Issue #901, opened 2017-09-15
`publish` returns useless error


lyoshenka:
Run `lbrynet-cli publish stuff 1`. The daemon responds with `ERROR: 'source'`. That's it. What does that mean? What am I supposed to do about that?

mirgee:
It seems that this call should make stream type name claim which is required to contain 'source' in its metadata at several places. Can anyone please explain the difference between certificate and stream type name claims?

jackrobison:
@mirgee 

https://github.com/lbryio/lbryschema/blob/master/docs/schema.md

https://github.com/lbryio/lbryschema/blob/master/docs/signing.md

lyoshenka:
Fixed in https://github.com/lbryio/lbry/issues/913

PR #913, opened 2017-09-21
better publish errors

jackrobison:


lbrynet/daemon/Daemon.py
```diff
@@ -1841,8 +1842,25 @@ def jsonrpc_publish(self, name, bid, metadata=None, file_path=None, fee=None, ti
...
+            if not os.path.isfile(file_path):
+                raise Exception("invalid file path to publish")
+            claim_copy['stream']['source'] = {
+                'version': '_0_0_1',
+                'sourceType': 'lbry_sd_hash',
+                'source': '0' * 96,
+                'contentType': ''
+            }
+        else:
+            raise Exception("no source provided to publish")
```
mirgee: The documentation says "If no path is given but a metadata dict is the source from the given metadata will be used". This doesn't seem to be intended behavior here. Maybe update the doc, or change the logic?

mirgee:
Shouldn't this be linked to #901?

lyoshenka:
please rebase and merge @jackrobison

lbrynet/daemon/Daemon.py
jackrobison: updated the docstring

▶ **Assignment**:
Write out the lines of the records exactly, starting at the one holding "Shouldn't this be linked to #901?" and ending with the last line, and include no others.

▶ **Response to this task**:
Shouldn't this be linked to #901?

lyoshenka:
please rebase and merge @jackrobison

lbrynet/daemon/Daemon.py
jackrobison: updated the docstring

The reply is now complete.